“It’s tough,” John Grisch, who coached the East Hampton Little League’s 11-and-12-year-old entry in the District 36 tournament, said following Saturday’s 11-10 loss to Riverhead in the title game played at Riverhead’s Stotzky Park.
Grisch was kicking himself for having removed Bonac’s starter, Aidan Stone, in the bottom of the third inning with runners at first and second base and none out.
“I thought he was tiring,” said the coach, adding that “the heat was brutal.” East Hampton was leading 8-0, and it seemed a sensible move at the time.
But East Hampton’s relievers, as it turned out, were to be hit hard. Riverhead, which had eked out a 5-4 last-inning win over Sag Harbor last Thursday to get to the final, scored three runs in the third, four in the fourth, and three in the fifth, tying East Hampton, which had scored one in the fourth and one in the fifth, at 10-10 going into the sixth.
Finn Alversa, who went three-for-three in leading off for the Bonackers, singled to begin the top of the sixth. Colin Grisch, the winning pitcher in last Thursday’s 4-0 win over the North Shore Nationals, grounded out short-to-first as Alversa advanced to second on the play. A subsequent short-to-first groundout by Scott Abran enabled Alversa to take third, but he was stranded there as Declan Balnis’s long fly ball to right was caught.
And now to the agonizing bottom of the sixth. Riverhead’s first batter drew a walk, after which some allegedly shaky umpiring deprived East Hampton of an inning-ending double play and left a Riverhead runner in scoring position at second with two outs.
A deep-in-the-order batter then lifted a long fly down the right-field line. Grisch, who had reached his pitch count limit last Thursday, dived in trying to catch it, but the ball eluded him, and the runner from second scored as Riverhead and its fans went wild.
The elder Grisch agreed that it was “a heartbreaker.” The kids, most of whom play travel ball, would bounce back, he said — more readily than he would.
Elias Wojtusiak drove in three runs, and Abran and Ryan Balnis two each in Saturday’s game.

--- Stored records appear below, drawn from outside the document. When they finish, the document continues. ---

PR #979, opened 2025-08-27
fix: copy website assets properly in CI

julioest:
- Inline logo styles to resolve landing page build dependencies
- Update CI workflow for correct asset copying
- Generate landing page website with all required styles


alandefreitas:
This is undoing some of the work from #978. Is that on purpose?

alandefreitas:
Actually, index.html shouldn't even be in the repo. This is an artifact. When did that happen? That has to go.

julioest:
I'll add that to the gitignore

alandefreitas:
The links and code blocks are very hard to read.

image

image

alandefreitas:
> I'll add that to the gitignore

Already did in some other PR just in case.

alandefreitas:
Let me know when this is good to go. :)

PR #1000, opened 2025-09-09
fix:input filter matches too much

### LINKED ISSUE #999: Input filter matches too much
An [input filter](https://mrdocs.com/docs/mrdocs/config-file.html#input_option) `"include/a"` will match any files in "include"'s subdirectory "a", but also on "abc" and any other subdirectory starting with "a".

The news was a whole lot better insofar as the Bonackers were concerned last Thursday as Grisch, whose 12th birthday it was, pitched the team into the championship game by shutting out the North Shore Nationals 4-0 in Rocky Point.
He went the entire six innings, giving up three hits, walking two, and striking out 12.
East Hampton scored all of its runs in the bottom of the fourth inning. Abran led off with a walk, after which Declan Balnis singled, putting runners at first and second for Rohan Keogh, who came through with a double to the fence that scored Abran with the first run of the game. Wojtusiak, who bats sixth in the young Bonackers’ lineup, then doubled in Balnis and Keogh for 3-0, and a sacrifice fly to right field by Ryan Balnis that plated Wojtusiak made it 4-0.
“Colin shut them down the rest of the way,” the elder Grisch said Friday, adding that North Shore had runners at second and third base with two outs in the top of the second, but Alversa, East Hampton’s second baseman, ended the threat, knocking down a ball hit his way and throwing the runner out.